Stored data:
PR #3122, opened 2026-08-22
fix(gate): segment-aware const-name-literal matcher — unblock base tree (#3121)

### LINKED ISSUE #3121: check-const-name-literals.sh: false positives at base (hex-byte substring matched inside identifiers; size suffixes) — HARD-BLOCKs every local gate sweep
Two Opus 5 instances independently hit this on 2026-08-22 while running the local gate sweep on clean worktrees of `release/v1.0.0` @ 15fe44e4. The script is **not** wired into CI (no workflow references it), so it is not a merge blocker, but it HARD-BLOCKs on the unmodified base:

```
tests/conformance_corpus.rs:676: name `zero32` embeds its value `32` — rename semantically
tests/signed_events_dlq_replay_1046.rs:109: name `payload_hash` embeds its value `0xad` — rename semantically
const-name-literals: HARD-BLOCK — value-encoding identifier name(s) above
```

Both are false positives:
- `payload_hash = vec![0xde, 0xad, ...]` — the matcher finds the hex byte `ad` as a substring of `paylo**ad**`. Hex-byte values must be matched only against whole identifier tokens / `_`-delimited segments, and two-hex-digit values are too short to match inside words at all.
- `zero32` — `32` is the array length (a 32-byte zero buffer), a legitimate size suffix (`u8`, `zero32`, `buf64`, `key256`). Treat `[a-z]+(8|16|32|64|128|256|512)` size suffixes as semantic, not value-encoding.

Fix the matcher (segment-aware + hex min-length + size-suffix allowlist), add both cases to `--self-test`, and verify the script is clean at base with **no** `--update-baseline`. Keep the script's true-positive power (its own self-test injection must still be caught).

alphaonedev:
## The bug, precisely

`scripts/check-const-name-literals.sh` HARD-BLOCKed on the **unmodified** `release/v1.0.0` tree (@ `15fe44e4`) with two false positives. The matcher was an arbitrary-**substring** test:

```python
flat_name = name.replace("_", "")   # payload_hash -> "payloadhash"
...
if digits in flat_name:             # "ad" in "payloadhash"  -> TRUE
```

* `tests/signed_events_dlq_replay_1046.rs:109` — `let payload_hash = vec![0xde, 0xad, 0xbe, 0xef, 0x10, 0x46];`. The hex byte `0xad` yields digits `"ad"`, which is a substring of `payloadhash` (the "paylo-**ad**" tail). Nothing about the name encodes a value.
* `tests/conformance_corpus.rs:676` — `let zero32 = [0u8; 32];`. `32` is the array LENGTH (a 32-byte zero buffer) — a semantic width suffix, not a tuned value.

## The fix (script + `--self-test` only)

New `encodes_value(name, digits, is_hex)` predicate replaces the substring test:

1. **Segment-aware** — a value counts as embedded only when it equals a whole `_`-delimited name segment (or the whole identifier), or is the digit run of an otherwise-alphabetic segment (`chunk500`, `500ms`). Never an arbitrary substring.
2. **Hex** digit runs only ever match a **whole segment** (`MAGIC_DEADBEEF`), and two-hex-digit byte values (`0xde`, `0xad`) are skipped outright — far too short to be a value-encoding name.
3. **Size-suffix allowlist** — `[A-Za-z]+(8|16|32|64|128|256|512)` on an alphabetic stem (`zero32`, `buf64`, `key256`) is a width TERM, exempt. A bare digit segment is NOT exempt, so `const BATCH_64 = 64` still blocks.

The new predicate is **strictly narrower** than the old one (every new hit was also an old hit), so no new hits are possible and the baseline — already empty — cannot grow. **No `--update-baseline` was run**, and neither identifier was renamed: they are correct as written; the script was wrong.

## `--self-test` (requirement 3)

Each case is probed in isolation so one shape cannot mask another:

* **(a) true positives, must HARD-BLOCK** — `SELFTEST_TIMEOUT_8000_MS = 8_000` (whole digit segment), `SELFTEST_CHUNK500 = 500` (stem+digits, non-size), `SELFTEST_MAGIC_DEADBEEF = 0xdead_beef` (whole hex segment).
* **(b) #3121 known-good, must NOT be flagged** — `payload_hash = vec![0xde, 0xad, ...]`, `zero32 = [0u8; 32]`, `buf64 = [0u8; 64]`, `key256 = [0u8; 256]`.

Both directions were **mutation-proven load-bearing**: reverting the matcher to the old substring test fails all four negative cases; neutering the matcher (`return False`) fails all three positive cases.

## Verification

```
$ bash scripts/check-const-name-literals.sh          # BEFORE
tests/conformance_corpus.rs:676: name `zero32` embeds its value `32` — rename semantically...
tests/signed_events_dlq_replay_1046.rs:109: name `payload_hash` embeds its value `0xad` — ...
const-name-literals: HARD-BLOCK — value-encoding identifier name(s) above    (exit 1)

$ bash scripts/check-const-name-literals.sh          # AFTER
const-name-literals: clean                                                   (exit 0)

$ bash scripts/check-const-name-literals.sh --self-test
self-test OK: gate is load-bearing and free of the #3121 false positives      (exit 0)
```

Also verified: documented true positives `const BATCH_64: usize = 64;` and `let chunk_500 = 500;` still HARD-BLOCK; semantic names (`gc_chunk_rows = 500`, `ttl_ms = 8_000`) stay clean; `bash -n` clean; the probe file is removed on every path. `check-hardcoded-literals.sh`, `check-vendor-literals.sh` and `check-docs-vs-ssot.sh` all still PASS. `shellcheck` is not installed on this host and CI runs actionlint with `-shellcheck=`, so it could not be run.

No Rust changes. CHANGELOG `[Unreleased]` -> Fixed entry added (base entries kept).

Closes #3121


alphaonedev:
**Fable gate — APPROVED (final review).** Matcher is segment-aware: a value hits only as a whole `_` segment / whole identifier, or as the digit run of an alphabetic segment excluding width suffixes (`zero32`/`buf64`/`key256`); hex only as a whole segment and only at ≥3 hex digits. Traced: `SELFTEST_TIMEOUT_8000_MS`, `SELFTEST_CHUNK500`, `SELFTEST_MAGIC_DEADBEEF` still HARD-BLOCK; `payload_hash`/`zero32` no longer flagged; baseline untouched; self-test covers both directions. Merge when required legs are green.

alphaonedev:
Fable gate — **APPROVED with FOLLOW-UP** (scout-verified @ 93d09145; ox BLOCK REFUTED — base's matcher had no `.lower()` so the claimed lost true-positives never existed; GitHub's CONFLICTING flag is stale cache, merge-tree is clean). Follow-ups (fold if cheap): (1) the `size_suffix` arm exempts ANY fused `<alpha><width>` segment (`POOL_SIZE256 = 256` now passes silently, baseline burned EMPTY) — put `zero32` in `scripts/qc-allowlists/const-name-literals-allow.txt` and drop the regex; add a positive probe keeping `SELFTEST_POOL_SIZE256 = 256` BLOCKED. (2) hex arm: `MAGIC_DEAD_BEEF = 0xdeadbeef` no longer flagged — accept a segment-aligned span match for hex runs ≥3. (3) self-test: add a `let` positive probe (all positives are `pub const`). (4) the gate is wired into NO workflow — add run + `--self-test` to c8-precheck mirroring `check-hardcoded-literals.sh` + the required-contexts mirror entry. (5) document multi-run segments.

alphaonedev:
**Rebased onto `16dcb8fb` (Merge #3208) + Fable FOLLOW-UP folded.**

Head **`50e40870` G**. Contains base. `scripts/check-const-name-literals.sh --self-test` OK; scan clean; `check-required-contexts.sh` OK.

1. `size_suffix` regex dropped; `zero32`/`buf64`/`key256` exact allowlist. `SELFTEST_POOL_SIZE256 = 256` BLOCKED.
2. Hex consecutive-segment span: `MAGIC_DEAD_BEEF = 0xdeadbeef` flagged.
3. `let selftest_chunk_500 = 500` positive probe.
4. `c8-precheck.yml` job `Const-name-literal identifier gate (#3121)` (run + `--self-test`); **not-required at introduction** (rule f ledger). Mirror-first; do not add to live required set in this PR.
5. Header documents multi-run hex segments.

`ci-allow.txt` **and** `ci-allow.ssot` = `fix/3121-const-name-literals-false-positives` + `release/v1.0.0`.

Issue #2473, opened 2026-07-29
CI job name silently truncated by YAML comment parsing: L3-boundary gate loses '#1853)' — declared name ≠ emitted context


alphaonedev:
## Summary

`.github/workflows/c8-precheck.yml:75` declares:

What to work on: Look through the entries above and quote exactly the lines from the line with "predicate replaces the" to the line with "3. **Size-suffix allowlist**", counting both of those lines.

Answer to the exercise:
New `encodes_value(name, digits, is_hex)` predicate replaces the substring test:

1. **Segment-aware** — a value counts as embedded only when it equals a whole `_`-delimited name segment (or the whole identifier), or is the digit run of an otherwise-alphabetic segment (`chunk500`, `500ms`). Never an arbitrary substring.
2. **Hex** digit runs only ever match a **whole segment** (`MAGIC_DEADBEEF`), and two-hex-digit byte values (`0xde`, `0xad`) are skipped outright — far too short to be a value-encoding name.
3. **Size-suffix allowlist** — `[A-Za-z]+(8|16|32|64|128|256|512)` on an alphabetic stem (`zero32`, `buf64`, `key256`) is a width TERM, exempt. A bare digit segment is NOT exempt, so `const BATCH_64 = 64` still blocks.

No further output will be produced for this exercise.